The trails will be closed when they are wet enough that we’ll leave footprints or tire ruts – in other words, indentations in the trail surface. The reason is that the footprint or rut will collect water, which will make that portion of trail will stay wet longer, which will cause more footprints and ruts, which will lead to a big puddle in the trail, which will lead to people avoiding the puddle, which will widen the trail, which will just create a bigger puddle, and it will end up a big mess. Using wet trails is an incredibly selfish act that is disrespectful to all the effort and resources that have gone into constructing the trails as well as the time and energy of the volunteers that will have to clean up the mess.
Please do not take it upon yourself to “improve” the trail. However, please do help by taking the time to stop and clear limbs and branches off the trail. But beyond that, please leave the trail alone. If it’s not in the Master Plan, we don’t have permission to do it and it’s not right to do it. The time to do things beyond clearing the trail is on organized trail workdays (and we hope you’ll be willing to participate).
Everyone who has been involved with this project would love to hear your feedback. I’m happy to explain how the blue and black trails will compare to the green/beginner trails (e.g., they’ll be very different). And, I certainly want to know if mountain bikers aren’t making use of the site lines or if runners are using earbuds with the volume up so high they can’t hear anything. Please let us know your experiences and your thoughts.

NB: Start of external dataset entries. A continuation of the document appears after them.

Issue #517, opened 2024-05-21
Firefox rejects DTLS certificate when connected to multiple processes running str0m


OxleyS:
For context, we use str0m as an SFU. Due to our unique setup, a single browser client may be connected to multiple SFUs at the same time. Our SFUs generate one DTLS certificate each on startup and then re-use it for all of that SFU's rooms.

Firefox clients fail to connect to the second SFU in this setup, with an error of:
```
Dtls(Io(Custom { kind: InvalidData, error: Error { code: ErrorCode(1), cause: Some(Ssl(ErrorStack([Error { code: 167773202, library: "SSL routines", function: "dtls1_read_bytes", reason: "sslv3 alert bad certificate", file: "ssl/record/rec_layer_d1.c", line: 613, data: "SSL alert number 42" }]))) } }))
```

If you are already an avid hiker, runner, or biker, please remember that the green trails are not about you. Personally, I too am most excited about the blue and black trails. But, we’re doing it right – which means building true green trails and building them first. Intermediate and advanced trails are coming.
I’m really, really excited about everyone seeing and using the trails. I hope you think they’re as fun and wonderful as I do. If you do, please donate using the “donate” tab at the top of the page so we can build the rest of the trails.
Thanks and I look forward to seeing you on the trails!